Te oí bramar en desiertos donde lo más fácil era derramar la fe pero vos me alentaste a seguir en mis pies
Ahora lo sé: yo escuchaba en tus aullidos ecos de antiguas marcas, confesiones entre amigos, promesas de arrieros, memorias de huellas, caminantes y profetas que recirculaban en mi ser y me empujaban, me insistían, me levantaban cuando quería caerme
Entonces elevaba mi rostro y sabía que entre mí cuerpo y el volcán, entre mí piel y la sal infinita, estabas vos, estabas ahí para que no caiga: vos me llevabas en tus alas, aguijoneabas mi alma, la templabas con tu arreciar, calentabas mis manos, encendías mi ardor por aprender de vos, por caminarte, por no rendirme
Un día, en otro desierto donde también la fe podía escaparse y dejarme solo, tan solo que podía perderme y no volver a encontrarme jamás, ese día, entendí el porqué de tu presencia generosa, de tu amistad sin condiciones, de tu lealtad sin fisuras: tu ímpetu es como la fe.

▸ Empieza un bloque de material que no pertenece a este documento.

PR #36, opened 2017-01-21
Adapt groupapply to new DataFrames

piever:
Here are the changes for `groupapply` to work with the new DataFrames design. I simply check what columns will be used to produce the plot, exclude the datapoints where there's missing data in one of those columns, convert to a dataframe of arrays and then proceed as usual with the analysis and plotting.

### DIFF
--- a/src/groupederror.jl
+++ b/src/groupederror.jl
@@ -1,15 +1,14 @@
 ##### List of functions to analyze data
 
 function extend_axis(df::AbstractDataFrame, xlabel, ylabel, xaxis, val)
-    aux = DataFrame()
-    aux[xlabel] = xaxis
+    aux = DataFrame(Any[xaxis],[xlabel])
     extended = join(aux, df, on = xlabel, kind = :left)
     sort!(extended, cols = [xlabel])
     return convert(Array, extended[ylabel], val)
 end
 
 function extend_axis(xsmall, ysmall, xaxis, val)
-    df = DataFrame(x = xsmall, y = ysmall)
+    df = DataFrame(Any[xsmall,ysmall], [:x,:y])
     return extend_axis(df, :x, :y, xaxis, val)
 end
 
@@ -202,14 +201,21 @@ Output is a `GroupedError` with error computed according to the keyword `compute
 It can be plotted using `plot(g::GroupedError)`
 Seriestype can be specified to be `:path`, `:scatter` or `:bar`
 """
-function groupapply(f::Function, df, args...;
+function groupapply(f::Function, dfn, args...;
                     axis_type = :auto, compute_error = :none, group = [],
                     summarize = (get_symbol(compute_error) == :bootstrap) ? (mean, std) : (mean, sem),
                     compute_axis = :separate,
                     kwargs...)
     if !(axis_type in [:discrete, :continuous])
-        axis_type = (typeof(df[args[1]])<:PooledDataArray) ? :discrete : :continuous
+        axis_type = (typeof(dfn[args[1]])<:Union{CategoricalArray,NullableCategoricalArray}) ?
+                    :discrete : :continuous
     end
+    # Convert to dataframe with only
+    rel_cols = filter(t -> (t in names(dfn)), union([args...], compute_error, group))
+    df = dfn[:, rel_cols]
+    df = df[complete_cases(df),:]
+    df = DataFrame(convert.([Array],getindex.([df],rel_cols)) , rel_cols)
+
     if (axis_type == :continuous) & !(eltype(df[args[1]])<:Real)
         warn("Changing to discrete axis, x values are not real numbers!")
         axis_type = :discrete
--- a/src/groupederror.jl
+++ b/src/groupederror.jl
@@ -189,10 +189,13 @@ function get_groupederror(trend,variation, f, df::AbstractDataFrame, axis_type, 
     return get_groupederror(trend,variation, f, df::AbstractDataFrame, xvalues, ce, args...; kwargs...)
 end
 
+vectorify(v::AbstractArray) = v
+vectorify(v) = [v]
+
 """
 
     groupapply(f::Function, df, args...;
-                axis_type = :auto, compute_error = :none, group = [],
+                axis_type = :auto, compute_error = :none, group = Array{Symbol,1}(0),
                 summarize = (get_symbol(compute_error) == :bootstrap) ? (mean, std) : (mean, sem),
                 kwargs...)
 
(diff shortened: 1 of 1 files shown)


src/groupederror.jl
```diff
@@ -202,14 +204,24 @@ Output is a `GroupedError` with error computed according to the keyword `compute
...
                     compute_axis = :separate,
                     kwargs...)
+
     if !(axis_type in [:discrete, :continuous])
-        axis_type = (typeof(df[args[1]])<:PooledDataArray) ? :discrete : :continuous
+        axis_type = (typeof(dfn[args[1]])<:Union{CategoricalArray,NullableCategoricalArray}) ?
+                    :discrete : :continuous
     end
+
+    # Convert to dataframe with only relevant columns and no missing data
```
mkborregaard: So far, we have not yet to decided what to do when the DataFrame has missing values. I think it is better to wait with this and error on Nulls, to have consistency across the repo. Could you take this out, I will merge the rest and we can put this bit in an un-merged PR.

mkborregaard:
Great work! I have a single comment on not at this point to automatically remove Nulls.

src/groupederror.jl
```diff
@@ -190,10 +189,13 @@ function get_groupederror(trend,variation, f, df::AbstractDataFrame, axis_type,
...
 end
 
+vectorify(v::AbstractArray) = v
+vectorify(v) = [v]
+
 """
 
     groupapply(f::Function, df, args...;
-                axis_type = :auto, compute_error = :none, group = [],
+                axis_type = :auto, compute_error = :none, group = Array{Symbol,1}(0),
```
nalimilan: `Symbol[]` is shorter (same below).

src/groupederror.jl
```diff
@@ -202,14 +204,24 @@ Output is a `GroupedError` with error computed according to the keyword `compute
...
-                    axis_type = :auto, compute_error = :none, group = [],
+function groupapply(f::Function, dfn, args...;
+                    axis_type = :auto, compute_error = :none, group = Array{Symbol,1}(0),
                     summarize = (get_symbol(compute_error) == :bootstrap) ? (mean, std) : (mean, sem),
                     compute_axis = :separate,
                     kwargs...)
+
     if !(axis_type in [:discrete, :continuous])
-        axis_type = (typeof(df[args[1]])<:PooledDataArray) ? :discrete : :continuous
+        axis_type = (typeof(dfn[args[1]])<:Union{CategoricalArray,NullableCategoricalArray}) ?
```
nalimilan: Shouldn't `Array{String}` also be considered as categorical?

src/groupederror.jl
```diff
@@ -202,14 +204,24 @@ Output is a `GroupedError` with error computed according to the keyword `compute
...
+                    :discrete : :continuous
     end
+
+    # Convert to dataframe with only relevant columns and no missing data
+    err_col = (isa(compute_error, Tuple) && (compute_error[1] == :across)) ?
+                vectorify(compute_error[2]) : Array{Symbol,1}(0)
+    rel_cols = filter(t -> (t in names(dfn)), union([args...], err_col, vectorify(group)))
+    df = dfn[complete_cases(dfn[:, rel_cols]),rel_cols]
+    df = DataFrame(convert.([Array],getindex.([df],rel_cols)) , rel_cols)
```
nalimilan: Wouldn't `Array.(...)` work here? Can't you also do `df[rel_cols]` directly?

src/groupederror.jl
mkborregaard: Yes, I just had the same thought in response to the comment here: https://github.com/JuliaPlots/StatPlots.jl/pull/34#issuecomment-274056998
In StatPlots, both `Array{String}` and `Array{Symbol}` are automatically treated as categorical variables.

src/groupederror.jl
piever: `df[rel_cols]` won't work, because you need an array of columns for the dot syntax to work, whereas `df[rel_cols]` returns a dataframe. Then the array of column becomes an array of arrays, which is the only way to get a dataframe without nullable arrays AFAIK. `Array.(...)` is much more legible than what I have and it does just the same, I'll change to that.

src/groupederror.jl
piever: I totally agree, that's done [here](https://github.com/JuliaPlots/StatPlots.jl/blob/master/src/groupederror.jl#L213): if there's an Array (not Categorical) of not numbers (e.g. strings or symbols) and the user didn't set `axis_type = :discrete` I give a warning and convert do discrete axis (if this is standard policy in StatPlots maybe I can remove the warning). Now the two checks (is array categorical and is `eltype<:Real`) got separated because I thought it's easier to check for the eltype after converting to normal arrays, but it's easier to check whether a column is categorical before converting.

nalimilan: I think it makes more sense to treat as categorical without a warning when the user didn't expliciltly request a continuous axis.

src/groupederror.jl
nalimilan: Probably more readable: `DataFrame([Array(df[col]) for col in rel_cols], rel_cols)` or `DataFrame(; (col=>Array(df[col]) for col in rel_col)...)`.

src/groupederror.jl
```diff
@@ -1,15 +1,14 @@
...
-    aux[xlabel] = xaxis
+    aux = DataFrame(Any[xaxis],[xlabel])
     extended = join(aux, df, on = xlabel, kind = :left)
     sort!(extended, cols = [xlabel])
     return convert(Array, extended[ylabel], val)
 end
 
 function extend_axis(xsmall, ysmall, xaxis, val)
-    df = DataFrame(x = xsmall, y = ysmall)
+    df = DataFrame(Any[xsmall,ysmall], [:x,:y])
```
nalimilan: Do you really need to use this special constructor here?

src/groupederror.jl
mkborregaard: yes

src/groupederror.jl
piever: I think I do: if I don't use it, it may happen that I try and join a dataframe of nullablearrays with a dataframe of normal arrays, which gives an error. The approach of `groupapply` is to convert what the user gave to a df of only arrays and then only work with that type of dataframes.

nalimilan: Can you file a bug about this in DataFrames?

piever: Sure!

piever: Thanks for taking care of the bug. Still, I'll probably keep this somewhat uglier version that works no matter what until NullableArrays stabilizes, and then I'll go over the code again to see if it can be made more elegant.

mkborregaard: That is OK

piever:
I should've addressed all of the concerns. Changing from this to excluding rows with missing data is actually one line so we can change it back anytime very easily.

mkborregaard:
Alright, I will merge it tomorrow unless @nalimilan or @tbreloff have further comments here. Thanks again for the great work!

tbreloff:
No comments (though I admit to not looking at it closely)

mkborregaard:
Great!

PR #307, opened 2025-08-29
genomic characterization tab

interim17:
Problem
=======
Advances #311

Solution
========
Essentially finishes the feature, although it seems there is still missing data and a few other things to clean up before release.

Feedback from UX was to use a masonry/mosaic pattern with all tables at 50% of container with and equal margins between tables and diagrams. Will repeat this pattern for stem cell characteristics.

A little bit of data cleanup necessary to prevent errors is included here, using `null` in place of the string "N/A" which appeared in some fields that expected float data.

Screenshot 2025-09-11 at 2 26 43 PM
Screenshot 2025-09-11 at 2 26 38 PM


src/components/SubPage/GenomicCharacterization.tsx
```diff
@@ -1,35 +1,66 @@
...
+import { UnpackedGenomicCharacterization as GenomicCharacterizationProps } from "./types";
+import SubpageTable from "../shared/SubpageTable";
+import { DDPCR_COLUMNS, CRRNA_OFF_TARGETS_COLUMNS, AMPLIFIED_JUNCTION_COLUMNS } from "./genomic-characterization-table-constants";
 
 const {
-    card,
-    fullWidth,
+    masonry,
+    masonryItem,
+    masonrySpanAll,
```
meganrm, line 11: because these are helper classes I would put them in a higher level module (do we have a general styles.css)?

src/components/SubPage/GenomicCharacterization.tsx
```diff
@@ -1,35 +1,66 @@
...
+                <SubpageTable
+                    className={masonryItem}
+                    title={"GFP and donor plasmid copy number"}
+                    columns={DDPCR_COLUMNS}
+                    dataSource={ddpcr.data}
+                    caption={ddpcr.caption}
+                />
+            ) : null}
+            {crRnaOffTargets?.data.length ? (
+                <SubpageTable
```
meganrm, line 42: can this subpage table just handle checking for the length of data? so this file doesn't have to have multiple  conditionals. I like that it's either an empty list or a data list, I don't like components having to check if data is of two different types, ie Null or a List, but I think handling an empty list seems ok

src/components/SubPage/GenomicCharacterization.tsx
```diff
@@ -1,35 +1,66 @@
...
+            ) : null}
             {diagrams?.map((diagram, index) => (
                 <DiagramCard
                     key={index}
                     className={classNames(
-                        card,
-                        diagram.title?.includes("Sanger") ? fullWidth : ""
+                        diagram.title?.includes("Sanger")
+                            ? masonrySpanAll
+                            : masonryItem
```
meganrm, line 56: nit but you don't need classNames here anymore

src/style/genomic-characterization.module.css
```diff
@@ -1,19 +1,34 @@
...
+.masonry {
+    column-count: 2;
+    column-gap: 40px;
+    width: 100%;
 }
 
-.card.full-width {
-    flex-basis: 100%;
-    max-width: 100%;
+.masonry :global(.ant-card).masonry-item {
```
meganrm, line 7: I don't like that this switched from not needing a global tag to using one. was .masonary-item not sufficient? can you just keep the .card class instead?

interim17: I didn't want it that way either, but there is a media query on the global class that was over riding it, it's not necessary for the base clas per se, but it is necessary for the media query and I wanted them to have the same selector

src/components/SubPage/GenomicCharacterization.tsx
interim17: I'm going to move these rules into `subpage.module.css` since that seems to be a higher level but also specific to the components that will use these rules

src/components/SubPage/SubpageTabs.tsx
```diff
@@ -33,20 +35,32 @@ const SubpageTabs: React.FC<SubpageTabsProps> = ({
             </div>
         );
     };
+
+    const hasGcTables = (gc?: UnpackedGenomicCharacterization | null): boolean =>
+        !!(
+            gc?.amplifiedJunctions?.data?.length ||
+            gc?.ddpcr?.data?.length ||
+            gc?.crRnaOffTargets?.data?.length
+        );
```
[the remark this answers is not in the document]
interim17: So I adjusted the way this is done:
- used two small utils at the `convert-data` level to ensure that the property is left undefined if the array is empty
- ditched the checks in this component, since each piece of data gets its own conditional check anyway down the line
- added a null check on the table component

The only risk here is that if the GC object is defined, but the properties are all undefined, we wont get our "no data component", but I'm not sure if we really want that component in production anyway, or if it was more of a dev placeholder?

src/components/SubPage/convert-data.ts
```diff
@@ -92,6 +95,56 @@ export const unpackEditingDesignData = (editing_design?: {
...
+                totalSitesSequenced: offTarget.total_sites_sequenced,
+                mutationsIdentified: offTarget.mutations_identified
+            }
+        })
+    }
+    const data = {
+        amplifiedJunctions: hasTableData(amplifiedJunctionsData) ? amplifiedJunctionsData : undefined,
+        ddpcr: hasTableData(ddpcrData) ? ddpcrData : undefined,
+        crRnaOffTargets: hasTableData(crRnaOffTargetsData) ? crRnaOffTargetsData : undefined,
+        diagrams: nonEmptyArray(diagrams) ? diagrams : undefined,
```
meganrm, line 141: take it or leave it, but I would maybe make a default `emptySubpageData` object that has all the keys you need, `data: [], caption: ""` and then fill it in if the data is there. That way you don't have as many `if exists` checks.

meganrm (approved):
looks good, I added a few comments on a different way to approach null values. I think it's nice to have things defined but empty

PR #309, opened 2025-09-02
add typecheck script

interim17:
Problem
=======
Advances #275 

Solution
========
Add a `typecheck` script to `package.json` and cleared up current issues flagged when running the script.

Some of the fixes are patch/hacky. In the interest of simplicity I tried to keep this change set as minimal as possible. I didn't adjust the `react-helmet` dependency to use `react-helmet-async` or change the type packages, or anything in ts.config. Just aiming to provide typecheck script that can be easily used before committing changes.

- add script
- add `global.d.ts` file to declare decap media libraries
- adjust prop typing for `Helmet`, icons, and preview
- in mobile view, map over tagged gene since it is a list.

Once we have scripts for linting, formatting, etc all cleaned up we can work on CI/CD integration, this is optional for now.


src/global.d.ts
```diff
@@ -0,0 +1,3 @@
+// Decap CMS Media Libraries
+declare module "decap-cms-media-library-uploadcare";
+declare module "decap-cms-media-library-cloudinary";
```
meganrm, line 3: are there not types we can install instead?

interim17: Not that I found

src/components/Layout.tsx
```diff
@@ -9,6 +9,10 @@ import useSiteMetadata from "./SiteMetadata";
 import theme from "../style/theme";
 const { container } = require("../style/layout.module.css");
 
+const Helmet = RawHelmet as unknown as React.ComponentType<
+    React.PropsWithChildren<any>
+>;
```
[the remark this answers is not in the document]
interim17: Yes, that's what I want to do long term. But because we ran into so many problems last time with PRs where we changed dependencies, and because this is a low priority ticket, I was trying to do this without any dependency changes.

rugeli (approved):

Son invisibles pero son colosales. Son invisibles pero tienen mucha fuerza. Son invisibles pero nada puede detenerlos. Por eso, no hay ausencia que no pueda enfrentarse. Por eso, no hay desierto que no pueda atravesarse. La fe nace del viento y el viento fertiliza la fe. Ahora, más que nunca, lo anhelo, lo siento, lo sé.